Не, народ, че-то вы тупите, я же для решения поставленной задачи предложил нормальное решение - групповые квоты. Я так понял, у каждого отдела своя папка, притом расшаренная по самбе? тогда в описании папки делаем force group = department_name, создаем группу department_name, добавляем в нее всех юзеров из этого отдела, ставим на эту группу квоту. все. если надо, то увеличиваем/уменьшаем квоту. Если хоумы/профиля находятся на том же разделе что и папки, то тогда надо чтобы department_name была не основной группой пользователя.

----------

## viy

Я понял, что требуется установить квоту данному пользователю в данном каталоге, причем эта квота может быть/будет меньше, чем квота для пользвотеля в системе вообще.

Или я не прав?

----------

## ba

 *[clu] wrote:*   

> потребность вызвана на файловом сервере под самбой.
> 
> что бы отделы  не превышали свой 50gb лимит :)

 

может быть(я если честно тоже не совсем понял автора), но как то что ты предполагаешь относится к тому что сказано в этом посте?

----------

## viy

Плохо относиться  :Wink:  Я зациклился на пользователях и не соотнес "отделы" с группами.
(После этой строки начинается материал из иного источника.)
PR #1431, opened 2025-04-15
Introduce MbedTLS crypto provider

### LINKED ISSUE #1427: Add MbedTLS crypto provider
[MbedTLS](https://www.trustedfirmware.org/projects/mbed-tls/) is a very mature crypto library suitable for use cases with strict resource constraints, such as embedded linux and microcontrollers. The resulting binary size will be significantly smaller compared to OpenSSL or GnuTLS because you can cherry-pick the exact algorithms you need and leave everything else out. This would be pretty useful for containers or niche use cases like using libqpdf as a javascript library (compiled to wasm). Additionally, having MbedTLS support will help with deprecating the native crypto provider too.

Context: I'm currently trying to use libqpdf as a JavaScript library, both OpenSSL and GnuTLS are difficult to compile to wasm without patches, and the resulting binary sizes are unacceptable for the web. [SubtleCrypto](https://developer.mozilla.org/en-US/docs/Web/API/SubtleCrypto) does not support RC4 and MD5, and I'd like to use a known good crypto provider instead of the native one in qpdf.

This isn't a feature request, I am willing to implement this myself, just want to discuss this before submitting a major change.

TinyServal:
This has now been tested locally with MbedTLS 2.28.8 and 3.6.3. While the final 2.28 LTS version (2.28.10) was released 3 weeks ago and this series is officially EoL, Ubuntu 24.04 and Debian 12 are still shipping 2.28.x, so it's important to maintain compatibility with these two mainstream LTS distros.

This provider uses the native RC4 implementation since it's no longer supported by MbedTLS v3.

Fixes #1427.


TinyServal:
Hm, this doesn't work on mbedtls 2.28, I'll see if I can do something about it.

jberkenbilt:
> Hm, this doesn't work on mbedtls 2.28, I'll see if I can do something about it.

Most likely, we would have a test in CI that would just pull down a more recent mbedtls. I don't imagine this will be enabled by default in any of the distributions, so I think it's okay for us to have a more recent lower bound.

TinyServal:
If you're okay with not supporting 2.28 then I can try to build a more recent mbedtls release in the CI scripts as a workaround until ubuntu switches to the current 3.x series.

TinyServal:
Poked at mbedtls 2.28 and I couldn't get AES to work reliably, I'll push what I have right now and continue troubleshooting.

TinyServal:
This is ready for review now, it's been fully tested with both mbedtls 2.28 and 3.6.

jberkenbilt:
Thanks for all your hard work. I would like to review this even if @m-holger also reviews it, and I'm kind of slow because I have limited qpdf time. I promise I will give this the attention it deserves. The earliest I will look at it will be this weekend.

TinyServal:
Sounds good, I'll push the documentation updates shortly and you can approve the CI workflows again.

libqpdf/QPDFCrypto_mbedtls.cc
```diff
@@ -0,0 +1,187 @@
...
+{
+    size_t output_len = 0;
+    check_mbedtls(mbedtls_platform_entropy_poll(nullptr, data, len, &output_len));
+}
+
+void
+QPDFCrypto_mbedtls::MD5_init()
+{
+    mbedtls_md_init(&md_ctx);
+    check_mbedtls(mbedtls_md_setup(&md_ctx, mbedtls_md_info_from_type(MBEDTLS_MD_MD5), 0));
```
TinyServal, line 53: Just found out there's a memory leak here, need to get to the bottom of it at some point.

libqpdf/QPDFCrypto_mbedtls.cc
```diff
@@ -0,0 +1,187 @@
...
+{
+    memset(md_out, 0, sizeof(md_out));
+    mbedtls_md_init(&md_ctx);
+    mbedtls_cipher_init(&cipher_ctx);
+}
+
+QPDFCrypto_mbedtls::~QPDFCrypto_mbedtls()
+{
+    mbedtls_md_free(&md_ctx);
+    mbedtls_cipher_free(&cipher_ctx);
```
TinyServal, line 39: Freeing these two contexts unconditionally is a safe operation, as far as I can tell.

jberkenbilt:
I added the `next` label in hopes of finding time before the next release review this and get it in/iterate on it. I want to get a release out with accumulated fixes and don't have time this weekend (or probably next) to give this the attention it deserves. It will get the attention though!

TinyServal:
Yeah, I also need some time to track down that memory leak before this can be merged anyway.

На самом деле, автору стоило бы конкретизировать проблему, т.к. пока все предлагаемые решения (как заметил GreenDragon) упираются в FM.

----------

## [clu]

вот. конкретезирую.

есть раздел раздел, например 200 Гб.

на нём следующие директории

dep1

dep2

dep3

dep4

filexchange

pub.

в директории depХ  пишут только юзеры  с групп depX_boss соотвественно.

в filexchange все.

в pub только юзеры группы asu.

нужно на это дело поставить квоты 

dep1 - 50 gb

dep2 - 50 gb

dep3 - 40 gb

dep4 - 20 gb

filexchange - 10 gb.

pub -30gb

в pub - вложенные директории со следующим квотированием

lib - 1 gb

prof - 2 gb

promo -2 gb

video - 5gb

photo - 3 gb

например.

как это сделать ?

----------

## [clu]

 *GreenDragon wrote:*   

> 
> 
> Мужики, читайте хоть что-нибудь, блин. Если потом нужно пользователю Васе дать больше места.
> 
> 

 

а если на директорию квоту в три раза увеличить ? а ?

----------

## viy

Ну... Прав был и ba, и я  :Wink: 

Насчет лимитов в depX --- квоты на группу.

Насчет увеличения разделов --- думай сам. Можно потом засунуть еще один диск/сделать доп. партицию и физически часть папочек depX перенести туда. Можно и lvm использовать.

Что касается  *[clu] wrote:*   

> lib - 1 gb
> 
> prof - 2 gb
> 
> promo -2 gb
> ...

 

Насколько я понял сейчас и ранее, ты хочешь, чтобы были такие квоты на сами директории, независимо от юзера/группы? Самое простое --- отдельные партиции. Или (как при создании iniеrd) делать файл соотв. размера и mount -o loop в нужное место.

----------

## [clu]

 *Quote:*   

> Насчет лимитов в depX --- квоты на группу. 

 

но всё раво нужно делать отдельными розделами  :Sad: 

----------

## ba

 *[clu] wrote:*   

>  *Quote:*   Насчет лимитов в depX --- квоты на группу.  
> 
> но всё раво нужно делать отдельными розделами :(

 

зачем???

----------

## [clu]

сорри, тормознул  :Smile: ))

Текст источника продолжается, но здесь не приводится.